Output only the lines below that start at the line containing "PR #1290, opened 2026-07-05" and end at the line containing "Preconditions are narrow", with both ends kept.
[Opening Entries shown section]
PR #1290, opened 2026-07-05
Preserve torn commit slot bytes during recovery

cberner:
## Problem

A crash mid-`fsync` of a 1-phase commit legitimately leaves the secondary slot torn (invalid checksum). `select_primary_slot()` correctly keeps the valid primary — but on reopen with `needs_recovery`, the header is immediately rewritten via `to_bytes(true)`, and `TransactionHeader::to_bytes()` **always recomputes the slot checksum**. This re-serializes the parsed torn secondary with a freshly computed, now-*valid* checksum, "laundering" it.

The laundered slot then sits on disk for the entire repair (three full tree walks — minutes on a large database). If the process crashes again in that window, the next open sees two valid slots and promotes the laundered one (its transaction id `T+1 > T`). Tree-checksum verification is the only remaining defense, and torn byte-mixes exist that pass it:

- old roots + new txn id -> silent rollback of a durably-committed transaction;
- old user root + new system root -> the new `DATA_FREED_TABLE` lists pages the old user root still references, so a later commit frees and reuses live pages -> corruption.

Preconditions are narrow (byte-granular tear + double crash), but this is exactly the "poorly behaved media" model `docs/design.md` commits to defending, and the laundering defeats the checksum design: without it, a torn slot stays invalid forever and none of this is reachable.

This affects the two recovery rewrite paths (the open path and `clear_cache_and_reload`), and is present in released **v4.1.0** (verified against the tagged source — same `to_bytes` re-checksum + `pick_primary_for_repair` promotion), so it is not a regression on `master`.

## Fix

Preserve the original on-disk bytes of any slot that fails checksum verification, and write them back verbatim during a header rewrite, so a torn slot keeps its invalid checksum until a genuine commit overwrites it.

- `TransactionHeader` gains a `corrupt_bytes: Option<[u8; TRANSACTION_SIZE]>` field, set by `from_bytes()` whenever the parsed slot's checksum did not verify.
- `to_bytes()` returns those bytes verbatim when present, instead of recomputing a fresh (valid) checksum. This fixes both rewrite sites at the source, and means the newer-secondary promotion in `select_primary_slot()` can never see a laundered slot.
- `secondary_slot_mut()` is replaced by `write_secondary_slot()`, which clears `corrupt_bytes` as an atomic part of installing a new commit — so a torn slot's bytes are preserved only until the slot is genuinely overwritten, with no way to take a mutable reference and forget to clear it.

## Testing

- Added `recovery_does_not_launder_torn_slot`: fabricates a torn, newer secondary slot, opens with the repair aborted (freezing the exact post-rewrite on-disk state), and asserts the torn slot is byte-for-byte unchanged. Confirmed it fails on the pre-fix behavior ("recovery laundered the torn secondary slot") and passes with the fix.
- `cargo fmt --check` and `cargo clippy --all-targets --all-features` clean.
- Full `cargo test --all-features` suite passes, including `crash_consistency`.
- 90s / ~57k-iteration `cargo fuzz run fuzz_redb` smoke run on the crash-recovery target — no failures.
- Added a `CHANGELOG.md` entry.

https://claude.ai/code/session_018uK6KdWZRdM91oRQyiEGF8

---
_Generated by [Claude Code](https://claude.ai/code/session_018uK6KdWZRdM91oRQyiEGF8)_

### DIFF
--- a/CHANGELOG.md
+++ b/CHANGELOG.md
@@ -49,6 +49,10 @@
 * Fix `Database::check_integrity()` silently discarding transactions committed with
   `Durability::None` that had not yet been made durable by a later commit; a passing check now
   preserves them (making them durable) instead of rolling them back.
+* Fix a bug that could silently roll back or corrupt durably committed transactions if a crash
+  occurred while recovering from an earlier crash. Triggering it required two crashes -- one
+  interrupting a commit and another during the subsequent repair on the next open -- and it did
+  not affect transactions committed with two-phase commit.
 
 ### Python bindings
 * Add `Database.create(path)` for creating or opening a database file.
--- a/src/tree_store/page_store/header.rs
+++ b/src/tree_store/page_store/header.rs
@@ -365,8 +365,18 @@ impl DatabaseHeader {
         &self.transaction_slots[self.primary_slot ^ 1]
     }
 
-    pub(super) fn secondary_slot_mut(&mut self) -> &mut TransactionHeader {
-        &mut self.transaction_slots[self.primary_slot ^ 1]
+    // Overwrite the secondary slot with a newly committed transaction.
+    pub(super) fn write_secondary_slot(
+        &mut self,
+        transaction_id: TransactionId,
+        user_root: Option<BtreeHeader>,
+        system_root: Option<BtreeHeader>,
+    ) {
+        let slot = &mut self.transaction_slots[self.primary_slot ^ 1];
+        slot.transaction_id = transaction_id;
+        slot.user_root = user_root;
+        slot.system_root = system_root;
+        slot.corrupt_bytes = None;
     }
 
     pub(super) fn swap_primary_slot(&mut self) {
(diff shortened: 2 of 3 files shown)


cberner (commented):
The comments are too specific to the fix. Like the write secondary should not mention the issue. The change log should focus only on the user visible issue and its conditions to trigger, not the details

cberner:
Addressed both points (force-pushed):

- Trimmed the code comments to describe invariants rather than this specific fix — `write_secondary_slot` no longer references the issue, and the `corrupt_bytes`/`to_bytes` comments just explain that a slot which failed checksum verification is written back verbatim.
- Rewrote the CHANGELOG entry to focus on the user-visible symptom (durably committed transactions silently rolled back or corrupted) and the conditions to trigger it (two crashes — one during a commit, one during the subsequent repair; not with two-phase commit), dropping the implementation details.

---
[Closing Entries shown section]
[Opening Entries shown section]
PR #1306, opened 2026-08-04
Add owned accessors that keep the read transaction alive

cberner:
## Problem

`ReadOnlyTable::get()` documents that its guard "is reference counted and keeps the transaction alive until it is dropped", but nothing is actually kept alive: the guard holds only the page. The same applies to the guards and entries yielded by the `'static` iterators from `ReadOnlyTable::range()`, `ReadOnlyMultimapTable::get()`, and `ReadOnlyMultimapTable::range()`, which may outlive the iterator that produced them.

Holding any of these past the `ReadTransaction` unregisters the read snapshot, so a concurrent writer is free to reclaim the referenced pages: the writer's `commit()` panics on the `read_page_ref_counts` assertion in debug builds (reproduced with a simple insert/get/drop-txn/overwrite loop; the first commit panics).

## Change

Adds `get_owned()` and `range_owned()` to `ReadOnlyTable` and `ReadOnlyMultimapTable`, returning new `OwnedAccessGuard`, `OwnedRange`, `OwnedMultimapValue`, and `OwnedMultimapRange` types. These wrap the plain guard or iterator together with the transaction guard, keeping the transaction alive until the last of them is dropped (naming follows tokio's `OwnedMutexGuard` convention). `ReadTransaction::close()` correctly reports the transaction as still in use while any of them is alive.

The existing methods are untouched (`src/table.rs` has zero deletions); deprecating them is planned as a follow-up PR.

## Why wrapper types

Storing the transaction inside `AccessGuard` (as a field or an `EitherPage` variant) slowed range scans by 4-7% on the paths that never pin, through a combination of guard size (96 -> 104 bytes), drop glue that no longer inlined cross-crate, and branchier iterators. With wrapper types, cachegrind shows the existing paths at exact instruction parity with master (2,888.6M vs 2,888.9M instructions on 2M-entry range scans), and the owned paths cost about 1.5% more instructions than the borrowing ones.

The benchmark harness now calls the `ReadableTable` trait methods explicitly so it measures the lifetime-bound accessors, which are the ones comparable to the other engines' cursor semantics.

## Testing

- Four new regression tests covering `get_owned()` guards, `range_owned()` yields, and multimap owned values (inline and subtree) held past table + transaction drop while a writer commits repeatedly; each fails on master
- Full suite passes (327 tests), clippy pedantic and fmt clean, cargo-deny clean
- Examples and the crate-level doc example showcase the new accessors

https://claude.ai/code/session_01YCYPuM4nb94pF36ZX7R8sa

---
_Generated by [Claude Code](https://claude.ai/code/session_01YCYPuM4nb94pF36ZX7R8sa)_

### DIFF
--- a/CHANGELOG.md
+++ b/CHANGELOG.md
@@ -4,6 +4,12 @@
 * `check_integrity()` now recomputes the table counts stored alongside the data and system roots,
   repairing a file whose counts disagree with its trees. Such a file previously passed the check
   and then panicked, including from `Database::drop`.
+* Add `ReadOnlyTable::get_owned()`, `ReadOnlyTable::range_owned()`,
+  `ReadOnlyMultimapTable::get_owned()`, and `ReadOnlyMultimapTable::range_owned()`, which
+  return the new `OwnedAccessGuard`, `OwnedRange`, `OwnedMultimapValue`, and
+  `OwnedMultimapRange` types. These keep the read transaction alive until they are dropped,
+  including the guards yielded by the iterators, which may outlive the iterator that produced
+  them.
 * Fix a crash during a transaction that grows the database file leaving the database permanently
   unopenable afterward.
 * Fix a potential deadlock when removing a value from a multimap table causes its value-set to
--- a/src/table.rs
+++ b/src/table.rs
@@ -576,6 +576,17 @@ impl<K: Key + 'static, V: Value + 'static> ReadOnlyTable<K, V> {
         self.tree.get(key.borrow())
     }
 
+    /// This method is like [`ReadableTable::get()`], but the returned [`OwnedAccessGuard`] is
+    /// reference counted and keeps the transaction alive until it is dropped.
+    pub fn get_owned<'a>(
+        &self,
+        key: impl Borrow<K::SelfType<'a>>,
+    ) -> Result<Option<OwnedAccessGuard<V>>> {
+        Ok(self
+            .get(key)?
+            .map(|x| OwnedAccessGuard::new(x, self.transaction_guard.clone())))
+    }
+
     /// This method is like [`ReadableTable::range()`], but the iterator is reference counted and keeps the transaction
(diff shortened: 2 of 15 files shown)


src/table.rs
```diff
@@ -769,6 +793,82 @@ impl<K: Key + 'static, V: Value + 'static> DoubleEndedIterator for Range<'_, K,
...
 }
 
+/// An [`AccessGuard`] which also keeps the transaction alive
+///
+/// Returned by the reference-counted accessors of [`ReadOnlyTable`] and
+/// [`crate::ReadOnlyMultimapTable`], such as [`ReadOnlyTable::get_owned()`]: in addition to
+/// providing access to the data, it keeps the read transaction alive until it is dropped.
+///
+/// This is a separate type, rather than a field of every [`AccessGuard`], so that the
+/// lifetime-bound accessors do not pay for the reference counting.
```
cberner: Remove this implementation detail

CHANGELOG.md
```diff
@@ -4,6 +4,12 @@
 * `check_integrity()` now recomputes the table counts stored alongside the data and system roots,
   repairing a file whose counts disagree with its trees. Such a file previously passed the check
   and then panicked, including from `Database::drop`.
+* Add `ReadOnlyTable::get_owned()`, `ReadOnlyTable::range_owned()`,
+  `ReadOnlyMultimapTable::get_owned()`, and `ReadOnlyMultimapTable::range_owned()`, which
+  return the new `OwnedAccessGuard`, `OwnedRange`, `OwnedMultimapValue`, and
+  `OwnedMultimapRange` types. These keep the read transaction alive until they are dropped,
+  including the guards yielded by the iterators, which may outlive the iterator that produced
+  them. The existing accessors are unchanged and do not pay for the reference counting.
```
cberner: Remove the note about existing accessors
[Closing Entries shown section]
● **Solution to this problem**:
PR #1290, opened 2026-07-05
Preserve torn commit slot bytes during recovery

cberner:
## Problem

A crash mid-`fsync` of a 1-phase commit legitimately leaves the secondary slot torn (invalid checksum). `select_primary_slot()` correctly keeps the valid primary — but on reopen with `needs_recovery`, the header is immediately rewritten via `to_bytes(true)`, and `TransactionHeader::to_bytes()` **always recomputes the slot checksum**. This re-serializes the parsed torn secondary with a freshly computed, now-*valid* checksum, "laundering" it.

The laundered slot then sits on disk for the entire repair (three full tree walks — minutes on a large database). If the process crashes again in that window, the next open sees two valid slots and promotes the laundered one (its transaction id `T+1 > T`). Tree-checksum verification is the only remaining defense, and torn byte-mixes exist that pass it:

- old roots + new txn id -> silent rollback of a durably-committed transaction;
- old user root + new system root -> the new `DATA_FREED_TABLE` lists pages the old user root still references, so a later commit frees and reuses live pages -> corruption.

Preconditions are narrow (byte-granular tear + double crash), but this is exactly the "poorly behaved media" model `docs/design.md` commits to defending, and the laundering defeats the checksum design: without it, a torn slot stays invalid forever and none of this is reachable.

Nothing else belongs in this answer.